Behandeling onderdeel
4.19
De subonderdelen lenen zich voor gezamenlijke behandeling.Uit de bij de procesinleiding gevoegde producties (waaronder de uitdraai van het roljournaal), die in cassatie ook niet zijn weersproken, blijkt de volgende feitelijke gang van zaken:(i) nadat [verweerders] hun memorie van antwoord hadden genomen, is de zaak door (de rolraadsheer van) het hof voor “beraad partijen” gezet op 25 mei 2021;(ii) op die datum hebben [verweerders] arrest gevraagd en heeft Van der Zwan een comparitie/mondelinge behandeling verzocht;(iii) Van der Zwan heeft dit verzoek via een H-10 formulier met bijlage als volgt toegelicht:
“(…) Als toelichting daarop wordt opgemerkt dat in eerste aanleg er een Skypezitting heeft plaatsgevonden waarbij zeker niet alle punten aan de orde zijn geweest en er ook niet voldoende ruimte is geweest voor de waarheidsvinding. Derhalve verzoekt appellant ook uit[d]rukkelijk om een mondelinge behandeling/comparitie van partijen teneinde partijen in de gelegenheid te stellen aan uw gerechtshof alle relevante informatie te verstrekken en zo nodig een minnelijke regeling te beproeven.(…)”

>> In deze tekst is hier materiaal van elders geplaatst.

PR #5965, opened 2022-05-06
Handling SSL/TLS errors during WellKnown lookup

ouchadam:
## Type of change

- [ ] Feature
- [ ] Bugfix
- [x] Technical - SDK
- [ ] Other :

## Content

Applies the SSL/TLS certificate handling logic to the `sign in with matrix id` flow

- Due to the flow inferring the homeserver url from the matrix id domain it meant we were passing a null `HomeserverConnectionConfig` which in turn meant the SSL/TLS socket factory was never applied 

## Motivation and context

To make the `sign in with matrix id` and `other` sign in flows consistent

## Screenshots / GIFs

|Before|After|
|-|-|
|Screenshot_20220506_154304|after-certs|
 
## Tests

- change the device time/date to a month in the past
- attempt to sign in via `sign in with matrix id`
- Notice invalid home server error, however when signing in via `other` a certificate error is shown

## Tested devices

- [ ] Physical
- [x] Emulator
- OS version(s): 31

### DIFF
--- a/matrix-sdk-android/src/main/java/org/matrix/android/sdk/internal/auth/DefaultAuthenticationService.kt
+++ b/matrix-sdk-android/src/main/java/org/matrix/android/sdk/internal/auth/DefaultAuthenticationService.kt
@@ -382,10 +382,15 @@ internal class DefaultAuthenticationService @Inject constructor(
         return getWellknownTask.execute(
                 GetWellknownTask.Params(
                         domain = matrixId.getDomain(),
-                        homeServerConnectionConfig = homeServerConnectionConfig
+                        homeServerConnectionConfig = homeServerConnectionConfig.orWellKnownDefaults()
                 )
         )
     }
+
+    private fun HomeServerConnectionConfig?.orWellKnownDefaults() = this ?: HomeServerConnectionConfig.Builder()
+            // server uri is ignored when doing a wellknown lookup as we use the matrix id domain instead
+            .withHomeServerUri("https://dummy.org")
+            .build()
 
     override suspend fun directAuthentication(homeServerConnectionConfig: HomeServerConnectionConfig,
                                               matrixId: String,
--- a/changelog.d/5965.sdk
+++ b/changelog.d/5965.sdk
@@ -1,0 +1,1 @@
+Including SSL/TLS error handing when doing WellKnown lookups without a custom HomeServerConnectionConfig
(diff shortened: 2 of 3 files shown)


matrix-sdk-android/src/main/java/org/matrix/android/sdk/internal/auth/DefaultAuthenticationService.kt
```diff
@@ -382,11 +382,16 @@ internal class DefaultAuthenticationService @Inject constructor(
         return getWellknownTask.execute(
                 GetWellknownTask.Params(
                         domain = matrixId.getDomain(),
-                        homeServerConnectionConfig = homeServerConnectionConfig
+                        homeServerConnectionConfig = homeServerConnectionConfig.orWellKnownDefaults()
                 )
         )
     }
 
+    private fun HomeServerConnectionConfig?.orWellKnownDefaults() = this ?: HomeServerConnectionConfig.Builder()
```
ouchadam, line 390: I wasn't too sure about this, I had originally planned to make the [service entry point](https://github.com/vector-im/element-android/blob/develop/matrix-sdk-android/src/main/java/org/matrix/android/sdk/api/auth/AuthenticationService.kt#L102) non null but it feels strange to pass the `matrix id` and a homeserver config (with the url already calculated from the matrix id) 

Ideally the `getWellKnownData` could take the certificate parts of the homeserver config rather than the entire model

onurays: I also tried with non-null parameter in my local but it produces ugly code as so said.

onurays (approved):
LGTM!

matrix-sdk-android/src/main/java/org/matrix/android/sdk/internal/auth/DefaultAuthenticationService.kt
ouchadam: I'm happy to add a build method and then remove the `matrixId` from the `getWellKnownData` :+1:

ouchadam: I had a go at using the builder this however the direct usage of Android's `Uri` breaks the OnboardingViewModel tests
https://github.com/vector-im/element-android/compare/feature/adm/matrix-id-via-builder

will merge _as is_ for the time being

PR #5997, opened 2022-05-09
Remove spec v1.3 check for threads

turt2live:
Citation: https://matrix.to/#/!ewdjhNcPcEmYNKzlWp:t2l.io/$CkPuvKdFZyFL547JCy5J3MfvLaWUo_a1XEdmiop1PKc?via=matrix.org&via=element.io&via=envs.net

 
## Type of change

- [ ] Feature
- [ ] Bugfix
- [x] Technical
- [ ] Other :

### DIFF
--- a/matrix-sdk-android/src/main/java/org/matrix/android/sdk/internal/auth/version/Versions.kt
+++ b/matrix-sdk-android/src/main/java/org/matrix/android/sdk/internal/auth/version/Versions.kt
@@ -74,8 +74,8 @@ internal fun Versions.isLoginAndRegistrationSupportedBySdk(): Boolean {
  * Indicate if the homeserver support MSC3440 for threads
  */
 internal fun Versions.doesServerSupportThreads(): Boolean {
-    return getMaxVersion() >= HomeServerVersion.v1_3_0 ||
-            unstableFeatures?.get(FEATURE_THREADS_MSC3440_STABLE) ?: false
+    // TODO: Check for v1.3 or whichever spec version formally specifies MSC3440.
+    return unstableFeatures?.get(FEATURE_THREADS_MSC3440_STABLE) ?: false
 }
 
 /**
--- a/matrix-sdk-android/src/test/java/org/matrix/android/sdk/api/auth/data/VersionsKtTest.kt
+++ b/matrix-sdk-android/src/test/java/org/matrix/android/sdk/api/auth/data/VersionsKtTest.kt
@@ -68,6 +68,6 @@ class VersionsKtTest {
         Versions(supportedVersions = listOf("r0.6.0"), unstableFeatures = mapOf("org.matrix.msc3440.stable" to true)).doesServerSupportThreads() shouldBe true
         Versions(supportedVersions = listOf("v1.2.1"), unstableFeatures = mapOf("org.matrix.msc3440.stable" to true)).doesServerSupportThreads() shouldBe true
         Versions(supportedVersions = listOf("r0.6.0"), unstableFeatures = mapOf("org.matrix.msc3440.stable" to false)).doesServerSupportThreads() shouldBe false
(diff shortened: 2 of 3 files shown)


matrix-sdk-android/src/main/java/org/matrix/android/sdk/internal/auth/version/Versions.kt
```diff
@@ -74,8 +74,8 @@ internal fun Versions.isLoginAndRegistrationSupportedBySdk(): Boolean {
  * Indicate if the homeserver support MSC3440 for threads
  */
 internal fun Versions.doesServerSupportThreads(): Boolean {
-    return getMaxVersion() >= HomeServerVersion.v1_3_0 ||
-            unstableFeatures?.get(FEATURE_THREADS_MSC3440_STABLE) ?: false
+    // TODO: Check for v1.3 or whichever spec version formally specifies MSC3440.
```
bmarty, line 77: Does this TODO means that it has to be done before merging this PR?

bmarty (commented):
Just a small remark, also a file for towncrier will have to be added.
I let @ariskotsomitopoulos take over this PR.

bmarty:
Also I think the version parser should support version without patch number like "v1.3".

The code to update is here: https://github.com/vector-im/element-android/blob/main/matrix-sdk-android/src/main/java/org/matrix/android/sdk/internal/auth/version/HomeServerVersion.kt#L41

Some unit test could be added too.

ariskotsomitopoulos (approved):
Thanks for the PR. 

We should keep in mind that already existing clients will have a bad experience. For instance:
- Bob is a user with the latest Android app
- Server release v1_3_0 without threads support
- Bob will try to use dynamic threads instead of the local implementation 👎 
- When bob (and if) updates the app, will see the expected user experience

I think the only solution to that problem would be if the server waits for threads to go to `v1_3_0` and name the new version in something like `v1_2_15 `

turt2live:
@bmarty yes - the versioning will need fixing, but probably left to a different PR to handle. Will get that changelog added.

@ariskotsomitopoulos thanks for the review! We're *removing* the v1.3 check because from the spec side we can't guarantee that the server will have support in v1.3, but all known implementations of threads should be available using the stable flag check and thus be fine. This is more a formality for spec compliance as threads will be released in a future spec version.

fwiw, the modern versions (not-`r` versions) for the spec do not have patch versions.

matrix-sdk-android/src/test/java/org/matrix/android/sdk/api/auth/data/VersionsKtTest.kt
```diff
@@ -62,9 +62,9 @@ class VersionsKtTest {
         Versions(supportedVersions = listOf("r0.6.0")).doesServerSupportThreads() shouldBe false
         Versions(supportedVersions = listOf("r0.9.1")).doesServerSupportThreads() shouldBe false
         Versions(supportedVersions = listOf("v1.2.0")).doesServerSupportThreads() shouldBe false
-        Versions(supportedVersions = listOf("v1.3.0")).doesServerSupportThreads() shouldBe true
-        Versions(supportedVersions = listOf("v1.3.1")).doesServerSupportThreads() shouldBe true
-        Versions(supportedVersions = listOf("v1.5.1")).doesServerSupportThreads() shouldBe true
+        Versions(supportedVersions = listOf("v1.3.0")).doesServerSupportThreads() shouldBe false
+        Versions(supportedVersions = listOf("v1.3.1")).doesServerSupportThreads() shouldBe false
+        Versions(supportedVersions = listOf("v1.5.1")).doesServerSupportThreads() shouldBe false
```
bmarty, line 67: Line 71 (so below, but I cannot comment this line) is failing:

image

This is the test
```kotlin
Versions(supportedVersions = listOf("v1.4.0"), unstableFeatures = mapOf("org.matrix.msc3440.stable" to false)).doesServerSupportThreads() shouldBe true
```

and I think that the test has to be updated to `shouldBe false`

bmarty (approved):

PR #6022, opened 2022-05-11
Gh pages

bmarty:
Publish current SDK documentation to GH pages, with an extra note, see below:

image

A change will have to be done on the SDK to remove the note before generated the documentation there.

### DIFF
--- a/.github/workflows/docs.yml
+++ b/.github/workflows/docs.yml
@@ -1,0 +1,22 @@
+name: Documentation
+
+on:
+  push:
+    branches: [ develop ]
+
+jobs:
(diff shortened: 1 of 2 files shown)


.github/workflows/docs.yml
```diff
@@ -0,0 +1,23 @@
+name: Documentation
+
+on:
+  pull_request: { }
```
bmarty, line 4: temporary line

bmarty:
It's working: https://vector-im.github.io/element-android/

ouchadam (approved):

PR #6025, opened 2022-05-11
Improve test handling in CI

michaelkaye:
## Type of change

- [ ] Feature
- [ ] Bugfix
- [X] Technical
- [ ] Other :

## Content

~All tests I found in the most recent test runs that are failing have been marked `@Ignore`.~

Having merged other PRs and discussed; increasing timeouts seems to make the tests work (reflecting that the underlying everything is being slow). Have removed the @ ignores for now, replaced with increased timeouts and retries.

Additional test failures that have shown up as part of this have been fixed afterwards.

This should allow new failures of integration tests in CI to be instantly visible when the PR run fails.

## Motivation and context

As discussed in a retro a few weeks ago, we want to know when the longer tests fail due to new code. As they're slow to build/run and need macos runners, we're not running on every commit, but we will verify after each PR is merged, as a reasonable intemediate between "too much" and "not enough".

## Checklist

### DIFF
--- a/matrix-sdk-android/src/androidTest/java/org/matrix/android/sdk/internal/crypto/CryptoStoreTest.kt
+++ b/matrix-sdk-android/src/androidTest/java/org/matrix/android/sdk/internal/crypto/CryptoStoreTest.kt
@@ -39,7 +39,7 @@ private const val DUMMY_DEVICE_KEY = "DeviceKey"
 @RunWith(AndroidJUnit4::class)
 class CryptoStoreTest : InstrumentedTest {
 
-    @get:Rule var rule = RetryTestRule(3)
+    @get:Rule val rule = RetryTestRule(3)
 
     private val cryptoStoreHelper = CryptoStoreHelper()
     private val clock = DefaultClock()
--- a/matrix-sdk-android/src/androidTest/java/org/matrix/android/sdk/internal/crypto/CryptoStoreTest.kt
+++ b/matrix-sdk-android/src/androidTest/java/org/matrix/android/sdk/internal/crypto/CryptoStoreTest.kt
@@ -41,7 +41,6 @@ class CryptoStoreTest : InstrumentedTest {
 
     @get:Rule var rule = RetryTestRule(3)
 
-
     private val cryptoStoreHelper = CryptoStoreHelper()
     private val clock = DefaultClock()
 
--- a/matrix-sdk-android/src/androidTest/java/org/matrix/android/sdk/internal/crypto/CryptoStoreTest.kt
+++ b/matrix-sdk-android/src/androidTest/java/org/matrix/android/sdk/internal/crypto/CryptoStoreTest.kt
@@ -22,9 +22,11 @@ import org.junit.Assert.assertEquals
 import org.junit.Assert.assertNotEquals
 import org.junit.Assert.assertNull
 import org.junit.Before
+import org.junit.Rule
 import org.junit.Test
 import org.junit.runner.RunWith
 import org.matrix.android.sdk.InstrumentedTest
+import org.matrix.android.sdk.common.RetryTestRule
 import org.matrix.android.sdk.internal.crypto.model.OlmSessionWrapper
 import org.matrix.android.sdk.internal.crypto.store.IMXCryptoStore
 import org.matrix.android.sdk.internal.util.time.DefaultClock
@@ -36,6 +38,9 @@ private const val DUMMY_DEVICE_KEY = "DeviceKey"
 
 @RunWith(AndroidJUnit4::class)
 class CryptoStoreTest : InstrumentedTest {
+
+    @get:Rule var rule = RetryTestRule(3)
+
 
     private val cryptoStoreHelper = CryptoStoreHelper()
     private val clock = DefaultClock()
--- a/vector/src/androidTest/java/im/vector/app/ui/robot/ElementRobot.kt
+++ b/vector/src/androidTest/java/im/vector/app/ui/robot/ElementRobot.kt
@@ -120,6 +120,26 @@ class ElementRobot {
                                 .perform(ViewActions.closeSoftKeyboard(), click())
                     }
                 }
+                // at this point we are in a race with the app restarting. The steps that happen are:
+                // - (initially) app has started, app has initial synched
+                // - (restart) app has strted, app has not initial synched
+                // - (racey) app shows some UI but overlays with initial sync ui
+                // - (initial sync finishes) app has started, has initial synched
+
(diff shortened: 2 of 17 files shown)


michaelkaye:
TODO: after merge, create an issue to track these have been `@ignored` (or add to an existing one)

vector/src/androidTest/java/im/vector/app/ui/robot/ElementRobot.kt
```diff
@@ -120,6 +120,26 @@ class ElementRobot {
...
+                // so we can racily have an IllegalStateException that we have transitioned from busy -> idle
+                // but never having sent the signal.
+
+                // So we need to not start waiting for an initial sync until we have restarted
+                // then we do need to wait for the sync to complete.
+
+                // Which is convoluted especially as it involves the app state refreshing
+                // so; in order to make this be more stable
+                // I hereby cheat and write:
+                Thread.sleep(30_000)
```
michaelkaye, line 142: to be clear: i feel bad about this but i experimented with various options for ~1day and none were more likely to work than this - handling the restart requirement just makes it hard to test with.

ouchadam:
out of interest, do these tests pass locally but fail on the CI?

vector/src/androidTest/java/im/vector/app/ui/robot/ElementRobot.kt
ouchadam: this seems fair, it sounds like we're missing registering the sync as an `IdlingResource` in order for espresso to be able to wait for the sync to finish 

there's a helper for `withRetry` if we wanted to poll for the home appearing instead of a blanket 30 second sleep (assuming the original check wasn't providing false positives)

```kotlin
fun waitForHome() {
  // each attempt has a 500ms delay
  withRetry(times = 60)
  ... original logic
  }
}
```

ouchadam (approved):
LGTM :+1:  small comment about potentially reducing the 30 second wait but not a blocker (would prefer the CI and local to be passing)

vector/src/androidTest/java/im/vector/app/ui/robot/ElementRobot.kt
michaelkaye: The problem is that waitForHome() is using an idling resource on initial sync; but it's idle at two points: Immediately (+/-  thread racing) after we return from getting espresso to click the toggle, and then it's busy for 10-15s until after the app has restarted and done the initial sync.

michaelkaye:
> out of interest, do these tests pass locally but fail on the CI?

They fail for me locally (on a linux machine) and on GHA CI, and also when using firebase test lab and a remote synapse server to run the UI test code.

michaelkaye:
With the above changes (recently rebased against develop) I'm now getting zero test fails locally (and I've generally been able to replicate all CI test fails locally).

I'm a little concerned that 895... is going to be slowing down the tests generally because of lots of initializations, but if we want the separation I'm not sure how else to do it.

michaelkaye:
specifcally asking for review from @bmarty for 8950aa3 related to a recentl change, 

and @BillCarsonFr to have a confirm whether a19c1d6 which changes the actual logic of a crypto test is right.

bmarty:
> specifcally asking for review from @bmarty for [8950aa3](https://github.com/vector-im/element-android/commit/8950aa38eabac4aaf87d0ca1ffc9f6fc7166543f) related to a recentl change,

Having double checked, I do not see what recent change may require this change. But if it fixes the tests, it's OK for me.

Asking for @ganfra advice.

> and @BillCarsonFr to have a confirm whether [a19c1d6](https://github.com/vector-im/element-android/commit/a19c1d6fbebaee014d59d91895919d0a6974cafa) which changes the actual logic of a crypto test is right.

I do not want to answer in place of @BillCarsonFr , but the change is now matching the message in the checks.

matrix-sdk-android/src/androidTest/java/org/matrix/android/sdk/internal/crypto/CryptoStoreTest.kt
```diff
@@ -37,6 +39,8 @@ private const val DUMMY_DEVICE_KEY = "DeviceKey"
 @RunWith(AndroidJUnit4::class)
 class CryptoStoreTest : InstrumentedTest {
 
+    @get:Rule var rule = RetryTestRule(3)
```
bmarty, line 42: This could be `val` instead of `val` (= immutable). Applicable to all the occurrences on this PR

bmarty (commented):
Small remarks

BillCarsonFr:
> > specifcally asking for review from @bmarty for [8950aa3](https://github.com/vector-im/element-android/commit/8950aa38eabac4aaf87d0ca1ffc9f6fc7166543f) related to a recentl change,
> 
> Having double checked, I do not see what recent change may require this change. But if it fixes the tests, it's OK for me.
> 
> Asking for @ganfra advice.
> 
> > and @BillCarsonFr to have a confirm whether [a19c1d6](https://github.com/vector-im/element-android/commit/a19c1d6fbebaee014d59d91895919d0a6974cafa) which changes the actual logic of a crypto test is right.
> 
> I do not want to answer in place of @BillCarsonFr , but the change is now matching the message in the checks.

Yes that is correct. Wonder why it was pushed like that :/

matrix-sdk-android/src/androidTest/java/org/matrix/android/sdk/internal/crypto/CryptoStoreTest.kt
michaelkaye: :+1: Have updated these.

michaelkaye:
> > specifcally asking for review from @bmarty for [8950aa3](https://github.com/vector-im/element-android/commit/8950aa38eabac4aaf87d0ca1ffc9f6fc7166543f) related to a recentl change,
> 
> Having double checked, I do not see what recent change may require this change. But if it fixes the tests, it's OK for me.
> 
> Asking for @ganfra advice.

It's the change merged here:

https://github.com/vector-im/element-android/pull/5887/files#diff-7ab56d26588e03ae923b3a9b5a37b0a3e6bdb1c7d560104072426c0e0361118bR68

that will create multiple TestMatrix instances; each eventually does a WorkManager.initialize() further on in the logic:

https://github.com/vector-im/element-android/pull/5887/files#diff-2a024565d457bef75c1870ebbf3454ed8f6f134bdd6a28cf29c71910e0f2697cR69

Which is causing the errors.

bmarty:
I see, thanks @michaelkaye for the explanation!

PR #6038, opened 2022-05-12
Detekt

bmarty:
Let the CI fails first!

Now the CI should not fail.

This PR setup detekt and fix a few issues detected by detekt.

Some rule have been disabled temporarily, to avoid having too many changes.

Change on generated analytics file has been reported in https://github.com/matrix-org/matrix-analytics-events/pull/62


build.gradle
```diff
@@ -140,6 +143,15 @@ allprojects {
                 "experimental:kdoc-wrapping",
         ]
     }
+
+    detekt {
+        // preconfigure defaults
+        buildUponDefaultConfig = true
+        // activate all available (even unstable) rules.
+        allRules = false
```
ouchadam, line 151: we can generate a baseline if we want to enable more rules without having to fix them https://detekt.dev/docs/introduction/baseline/

tools/detekt/detekt.yml
```diff
@@ -0,0 +1,73 @@
...
+  VariableNaming:
+    # TODO Enable it
+    active: false
+  TopLevelPropertyNaming:
+    # TODO Enable it
+    active: false
+
+performance:
+  SpreadOperator:
+    active: false
```
ouchadam, line 73: I don't mind enabling this for production code but it can be handy to be able to use them in tests

ouchadam:
detekt can be quite quick to run, on previous projects I've included it as part of the prebuild tasks to trigger detekt to run on every compile (makes the feedback loop super quick)

```
// module build.gradle
preBuild.dependsOn(project.tasks.getByName("detekt"))
```

ouchadam (approved):

bmarty:
Detekt can also analyses documentation issues 🎉 , but this is disabled by default. I was looking for such tools when setting up `Dokka`!

To add to detekt.yml:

(iv) de beslissing op dit verzoek is twee keer aangehouden en vervolgens ter rolle van 15 juni 2021 afgewezen zonder nadere toelichting, waarna arrest is bepaald;(v) in het bestreden arrest wordt bij het verloop van het geding geen melding gemaakt van het verzoek en de beslissing daarop en ook overigens bevat het bestreden arrest geen overweging met betrekking tot het verzoek om een mondelinge behandeling.
4.20
In het hiervoor onder 4.10 weergegeven citaat uit de memorie van toelichting is er door de wetgever op gewezen dat een rechter, als gevolg van het uit art. 6 EVRM voortvloeiende recht op een mondelinge behandeling en de strenge jurisprudentie daaromtrent van de Hoge Raad, een verzoek om een mondelinge behandeling te houden niet zonder meer naast zich kan neerleggen. Daarom is, aldus de toelichting, ook de vangnetbepaling van art. 87 lid 8 Rv in de wet opgenomen.Uit een en ander volgt m.i. dat de rechter een verzoek om een mondelinge behandeling te houden op de voet van art. 87 lid 8 Rv niet ongemotiveerd naast zich neer kan leggen en bij een afwijzing van het verzoek zal moeten motiveren waarom in het concrete geval die mondelinge behandeling achterwege kan blijven. De voor een afwijzing te hanteren maatstaf kan m.i. worden ontleend aan de hierboven onder 4.17 en 4.18 genoemde vaste rechtspraak over het afwijzen van een pleidooiverzoek als bedoeld in art. 134 Rv (oud).
4.21
Het voorgaande betekent dat (de rolraadsheer van) het hof het verzoek van Van der Zwan om een mondelinge behandeling te bepalen niet zonder motivering had mogen afwijzen en dat de subonderdelen 1.1 t/m 1.3 dus in zoverre terecht zijn voorgesteld, zodat de rolbeslissing moet worden vernietigd. Hetzelfde geldt voor de voortbouwklacht van subonderdeel 1.4, waarmee het bestreden arrest evenmin in stand kan blijven.
5. Conclusie
De conclusie strekt tot vernietiging van de rolbeslissing van 15 juni 2021 en van het arrest van het gerechtshof Den Haag van 9 november 2021 en tot verwijzing.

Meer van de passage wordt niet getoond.